Островитяне к горю были привычные. «Пропал в море» – так обычно говорили о тех, кто сгинул без вести или погиб; так гласили многочисленные надписи на могильных камнях по всему архипелагу. Но когда на острова пришла весть, что и их коснулись потери – погибли два молодых парня, которых все знали, Мартин Дауд и Генри Гибберт, – горе было общим. Оба были гребцами на гичке, и оба пали под Монсом в один и тот же день. Они были островитяне. Они были члены семьи. Война явилась на архипелаг Силли.
Но труднее всего здешним жителям, прежде всего брайерцам, перенести оказалось то, что вскоре после этого произошло с юным Джеком Броуди. На островах у него была репутация сорвиголовы и весельчака, рубахи-парня, души любой компании, ухаря и балагура. На фронт он ушел добровольцем в шестнадцать лет, не дожидаясь призыва, первым среди островитян. И, уезжая, все бахвалился, что, мол, только пустите его во Францию, уж он задаст фрицам жару. Альфи был всего-то на пару лет моложе Джека, но просто боготворил его. Вечно этот Джек во что-нибудь впутается – и хоть бы что, и боксера такого еще поискать, а в футбол гоняет лучше всех в школе. В общем, для Альфи Джек был героем и примером для подражания. И Альфи мечтал когда-нибудь стать таким же, как Джек.
Миновало полгода, как Джека проводили на войну, и он вернулся обратно домой. Теперь Альфи время от времени сталкивался с ним где-нибудь на острове: иногда его в инвалидной коляске везла по дорожке мать, иногда он ковылял на костылях сам, в гимнастерке с приколотой на груди парой медалей. Левой ноги у него совсем не было. Джек все старался держаться по-боевому. Заметив кого-нибудь, он принимался бешено махать руками. Хотя Джек вернулся искалеченным как физически, так и умственно, дух его, как ни удивительно, словно бы остался прежним. При виде Альфи он всякий раз начинал его звать, хотя и не понимал, кто перед ним. Альфи этих встреч боялся. Речь Джека была неразборчивой, голова сама по себе моталась, из полуоткрытого рта текла слюна, а один глаз, тусклый и ослепший, смотрел в никуда. Однако невыносимей всего Альфи было видеть его пустую штанину.
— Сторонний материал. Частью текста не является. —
PR #491, opened 2026-06-13
fix: allow address reuse and daemonize threads in webview server

MatrixNeoKozak:
This change ensures the webview backend server can be restarted immediately by enabling SO_REUSEADDR, which prevents 'Address already in use' errors caused by sockets remaining in a TIME_WAIT state. Additionally, daemon_threads is enabled to ensure request threads do not block process termination, improving overall reliability and handling of rapid application restarts.

### DIFF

Альфи ненавидел себя за это, но раз или два, завидев Джека, он даже нырял в кусты, лишь бы только с ним не сталкиваться. Но иногда деваться было некуда, и он заставлял себя подойти и поздороваться, пряча взгляд, чтобы не видеть опять изуродованную ногу и багровый шрам, протянувшийся у Джека поперек лба, в том месте, куда угодила шрапнель и где, как говорила его мать при каждой встрече, до сих пор сидел у него в мозгу осколок.
– Ну, Джек, как ты сегодня поживаешь? – говорил Альфи.
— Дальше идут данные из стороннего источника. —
PR #497, opened 2026-06-15
[codex] fix Computer Use settings path

ryan-mt:
## Summary

Fix the build-time Computer Use UI settings reader so it resolves the same settings file that the Linux runtime writes.

## Root cause

The patched runtime persists Linux settings through `CODEX_LINUX_SETTINGS_FILE`, or through an app-specific config directory resolved with `CODEX_LINUX_APP_ID` before `CODEX_APP_ID`. The Computer Use UI opt-in reader used during patching only looked under the config directory and preferred `CODEX_APP_ID`, so side-by-side installs and explicit settings-file launches could write the opt-in flag successfully while the patcher still treated Computer Use UI as disabled.

## Changes

- Honor `CODEX_LINUX_SETTINGS_FILE` in `computerUseUiSettingsPath`.
- Prefer `CODEX_LINUX_APP_ID` before `CODEX_APP_ID`, matching launcher/runtime settings resolution.
- Add regression coverage for both settings-path cases and restore the env var in the isolated test helper.

## Verification

- `node --test --test-name-pattern "isComputerUseUiEnabled" scripts/patch-linux-window-ui.test.js`
- `node -c scripts/patches/computer-use.js`
- `node -c scripts/patch-linux-window-ui.test.js`
- `git diff --check --cached`

### DIFF
--- a/scripts/patch-linux-window-ui.test.js
+++ b/scripts/patch-linux-window-ui.test.js
@@ -4808,11 +4808,13 @@ function withIsolatedHome(body) {
   const previousXdg = process.env.XDG_CONFIG_HOME;
   const previousAppId = process.env.CODEX_APP_ID;
   const previousLinuxAppId = process.env.CODEX_LINUX_APP_ID;
+  const previousSettingsFile = process.env.CODEX_LINUX_SETTINGS_FILE;
   const previousFlag = process.env[COMPUTER_USE_UI_ENV_VAR];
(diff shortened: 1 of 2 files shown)


ilysenko (approved):
Reviewed current head eae81357707f05fabcd7f2d1902d2e3bb14c3de2; no blockers found. CI is green and local focused/full patcher validation passed.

И Джек силился ответить, но его спутанный разум рождал лишь спутанные слова. Бедняга не оставлял попыток, ему отчаянно хотелось общаться. Очень часто это заканчивалось тем, что, униженный, Джек в бессильном гневе отворачивался, чтобы скрыть слезы, и тогда ничего не оставалось, кроме как уйти прочь. Каждый раз, уходя, Альфи испытывал жгучий стыд.